If capitalism is a state in which trade and industry are controlled by private owners, then China is a hybrid. Certainly up until the death of Mao, China was pretty much 100 percent state-owned. But since then, and especially since the reforms of the 90s, launched by Deng Xiaoping after Tiananmen, most analysts put state-owned enterprises at around 30 percent of the economy.
It’s a model pretty close to the one followed by the other Asian tigers, South Korea and Taiwan, whereby the state patronised and protected capitalist development but didn’t directly own the majority of the economy. So in China, while only around 2-3% of enterprises are owned by the state, those enterprises amount to some 30% of the country’s assets – the state-owned ones are extremely large. These are the big, strategic industries: steel, coal, telecommunications, energy. They’re all state-owned, and it’s very difficult for any private or foreign enterprise to invest in those areas.
The process of privatisation was a combination of enormous foreign direct investment, which was attracted by Special Economic Zones in the 1990s and 2000s, and by opening the space for private enterprise. Private enterprise has been allowed to flourish, but it has difficulty accessing capital. So while the state-owned enterprises technically only own 30% of the economy, they are over-privileged and over-powerful.
Who are the beneficiaries of China’s capitalist development? It’s either the Communist Party, or people who are related to Party members.
I think there’s still an ideological component in the sense that… well, who are the beneficiaries of China’s capitalist development? If we go back to the definition of capitalism as a system that benefits the owners of the means of production, in China those are largely either directly the Communist Party, or those related to the Communist Party. It’s partly that this is a massive cash cow, and it’s partly strategic and political importance.
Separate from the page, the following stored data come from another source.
PR #41055, opened 2026-08-21
refactor(api): standardize console billing portal errors

hjlarry:
## Summary

part of https://github.com/langgenius/dify/issues/39993

- isolate Console subscription and invoice portal failures behind typed service and HTTP error boundaries
- authorize with the role already loaded for the current account instead of querying workspace membership again
- validate the documented `{url}` responses, mark the legacy model-provider checkout route as deprecated, and remove unused notification write wrappers

## Behavior changes

- permission failures now return `403 billing_access_denied`
- invalid or terminal upstream responses return `502 billing_operation_failed`
- timeout, rate-limit, 5xx, and transport failures return `503 billing_unavailable`
- successful subscription and invoice responses are projected to the documented `{url}` shape

### DIFF
--- a/api/controllers/console/billing/billing.py
+++ b/api/controllers/console/billing/billing.py
@@ -12,7 +12,6 @@ from controllers.console.billing.error import (
     BillingOperationFailedErrorResponse,
     BillingUnavailableErrorResponse,
     BillingUnprocessableEntityErrorResponse,
-    dump_billing_response,
     to_billing_request_error,
 )
 from controllers.console.wraps import (
@@ -25,6 +24,7 @@ from controllers.console.wraps import (
 )
 from enums import CloudPlan
 from fields.base import ResponseModel
+from libs.helper import dump_response
 from libs.login import login_required
 from models import Account
 from services.billing_service import BillingService
@@ -103,7 +103,7 @@ class Subscription(Resource):
             )
         except BillingError as error:
             raise to_billing_request_error(error) from error
-        return dump_billing_response(BillingSubscriptionResponse, data)
+        return dump_response(BillingSubscriptionResponse, data)
 
 
 @console_ns.route("/billing/invoices")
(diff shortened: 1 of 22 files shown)


crazywoola (dismissed):

api/controllers/console/billing/billing.py
```diff
@@ -16,11 +23,12 @@
     with_current_user,
 )
 from enums import CloudPlan
-from extensions.ext_database import db
 from fields.base import ResponseModel
+from libs.helper import dump_response
 from libs.login import login_required
 from models import Account
 from services.billing_service import BillingService
```
41tair: Still import BillingService

api/controllers/console/workspace/model_providers.py
```diff
@@ -403,6 +403,7 @@ def post(self, tenant_id: str, provider: str):
 
 @console_ns.route("/workspaces/current/model-providers/<path:provider>/checkout-url")
 class ModelProviderPaymentCheckoutUrlApi(Resource):
+    @console_ns.doc(deprecated=True)
```
41tair, line 405: If we change this interface to deprecated, maybe we need update docs at the same time

api/controllers/console/billing/billing.py
```diff
@@ -45,13 +53,38 @@ class BillingSubscriptionResponse(ResponseModel):
...
+        502,
+        "Billing operation failed",
+        console_ns.models[BillingOperationFailedErrorResponse.__name__],
+    )
+    @console_ns.response(
+        503,
+        "Billing unavailable",
+        console_ns.models[BillingUnavailableErrorResponse.__name__],
+    )
     @setup_required
```
41tair: Those decoratores need change to.

api/controllers/console/workspace/model_providers.py
hjlarry: yep,  I've already add a inner doc before submit this PR

api/controllers/console/billing/billing.py
hjlarry: I've concern to use `console_account_admission`, which already get `email` and `role` in its intern,  but only inject `account_id` to the `RequestContext`.  
the `email` is in the `AccountRepository`,   the `role` is in the Membership repository.  
So I haven't change the decoratores for now

crazywoola (approved):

This is one of China’s many contradictions. China is keen on having market economy status within the World Trade Organisation, for example. More immediately, as the economy changes – and now that China is past the rapid catch-up growth phase and has to grow a more efficient, higher-value, more technologically upgraded economy – some of those things benefit from state intervention or investment, like research and development, or supporting infant industries to the point where they can handle the competition.
Look at renewables. China very rapidly became the biggest supplier of solar panels and wind turbines with enormous state support that allowed them to undercut prices, which allowed them to compete with established players like the Danes and the Germans. But there is now a drag on the economy by the state-owned enterprises, which are the least efficient and least productive part of the economy and are resisting reform. It was a problem in the 90s, when there was a lot of hopelessly inefficient enterprises which were either privatised, allowed to go bankrupt, or closed down, so that what remained was more efficient, but now it’s a problem again.
Government at every level holds shares in nominally private enterprises. And any enterprise beyond a certain size will have a Party committee, often giving the management firm direction.
There’s a further complication in that while you can figure out direct ownership from the statistics that China produces, what is harder to figure out is what indirect ownership there is. Government at every level holds shares in nominally private enterprises. Any enterprise beyond a certain size will have a Party committee, and in some cases the Party committee will override the management, or at least direct the management firmly. So beyond direct ownership, Party influence on the economy is huge. That is partly about enrichment, and rent-seeking – but it’s also ideological.